** Opening RECORDS SHOWN block **
PR #14040, opened 2017-02-28
update rule for libjpeg

wjwwood:
See:

- http://packages.ubuntu.com/yakkety/libjpeg-dev
- http://packages.ubuntu.com/zesty/libjpeg-dev

### DIFF
--- a/rosdep/base.yaml
+++ b/rosdep/base.yaml
@@ -1901,6 +1901,8 @@ libjpeg:
     vivid: [libjpeg-dev]
     wily: [libjpeg-dev]
     xenial: [libjpeg-dev]
+    yakkety: [libjpeg-dev]
+    zesty: [libjpeg-dev]
 libjson-glib:
   arch: [json-glib]
   debian: [libjson-glib-dev]
--- a/rosdep/base.yaml
+++ b/rosdep/base.yaml
@@ -1880,6 +1880,7 @@ libjpeg:
   arch: [libjpeg-turbo]
   debian:
     jessie: [libjpeg62-turbo-dev]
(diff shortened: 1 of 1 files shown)


mikaelarguedas:
@wjwwood could you add debian rules too please?

wjwwood:
I guess that's the right `libjpeg` rule for stretch?

mikaelarguedas (commented):
I think it is: libjpeg62-turbo-dev (https://packages.debian.org/stretch/libdevel/libjpeg62-turbo-dev) that provide the virtual package libjpeg-dev

wjwwood:
But that's the same thing we're doing in Ubuntu:

http://packages.ubuntu.com/yakkety/libjpeg-dev

I don't know which we should prefer, because you could also do `libjpeg8-dev`.

mikaelarguedas:
hmm good question. I guess it comes down to: do we prefer to have keys that are the same across platforms or call out versions.
I'm guessing based on the other rules that you're right we should use `libjpeg-dev` for both. Is the consensus to use the "generic" name as long as it doesn't result in ambiguity to which package provides it? (like it would be the case for `libtlfk-dev` for example provided by both  `libfltk1.3-dev` and `libfltk1.1-dev` )

mikaelarguedas (approved):

wjwwood:
Yeah, but in the case of `libfltk-dev` we explicitly want the non-default version (1.3 rather than 1.1). I don't care what we do here, but I'd want to make it consistent between ubuntu and debian.

wjwwood:
We decided to leave it as proposed here.

PR #14041, opened 2017-02-28
update rule for libfltk-dev

wjwwood:
See:

- http://packages.ubuntu.com/yakkety/libfltk1.3-dev
- http://packages.ubuntu.com/zesty/libfltk1.3-dev

### DIFF
--- a/rosdep/base.yaml
+++ b/rosdep/base.yaml
@@ -1580,7 +1580,6 @@ libflann-dev:
   ubuntu: [libflann-dev]
 libfltk-dev:
   arch: [fltk]
-  debian: []
   debian:
     jessie: [libfltk1.3-dev]
     sid: [libfltk1.1-dev]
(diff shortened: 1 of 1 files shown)


tfoote (approved):

mikaelarguedas:
given that all distros we target for kinetic and lunar do provide fltk1.3. Should we add a [stretch](https://packages.debian.org/testing/libfltk1.3-dev) and [jessie](https://packages.debian.org/stable/libfltk1.3-dev) rule for libfltk-1.3-dev so that we target the same version for all supported platforms?

wjwwood:
I guess so. I'm not sure how much it matters, IIRC the reason for the split in ubuntu rules was that 1.1 caused a dependency conflict of some sort that 1.3 addressed. 1.1 is still in ubuntu too:

- http://packages.ubuntu.com/yakkety/libfltk1.1-dev
- http://packages.ubuntu.com/zesty/libfltk1.1-dev

wjwwood:
Ok, I updated it so that Jessie and Stretch uses `libfltk3.3-dev`, though I'm concerned about updating the Jessie rule after it might be in use. I do think this is "better", but we are risking breaking it I think.

wjwwood:
Ok, this should be good to go with 6cf3796.

mikaelarguedas (approved):
lgtm, thanks for iterating on this

PR #14073, opened 2017-03-02
Enable test_pull_requests for phidgets_drivers

mintar:


dirk-thomas:
I am not sure you have followed these instructions to provide the necessary access for the ROS buildfarm GitHub user to the org unit yet?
** Closing RECORDS SHOWN block **
YOUR GOAL: Print only the lines from the top of the data above down to the line holding "jessie: [libjpeg62-turbo-dev]", inclusive.

EXERCISE SOLUTION:
PR #14040, opened 2017-02-28
update rule for libjpeg

wjwwood:
See:

- http://packages.ubuntu.com/yakkety/libjpeg-dev
- http://packages.ubuntu.com/zesty/libjpeg-dev

### DIFF
--- a/rosdep/base.yaml
+++ b/rosdep/base.yaml
@@ -1901,6 +1901,8 @@ libjpeg:
     vivid: [libjpeg-dev]
     wily: [libjpeg-dev]
     xenial: [libjpeg-dev]
+    yakkety: [libjpeg-dev]
+    zesty: [libjpeg-dev]
 libjson-glib:
   arch: [json-glib]
   debian: [libjson-glib-dev]
--- a/rosdep/base.yaml
+++ b/rosdep/base.yaml
@@ -1880,6 +1880,7 @@ libjpeg:
   arch: [libjpeg-turbo]
   debian:
     jessie: [libjpeg62-turbo-dev]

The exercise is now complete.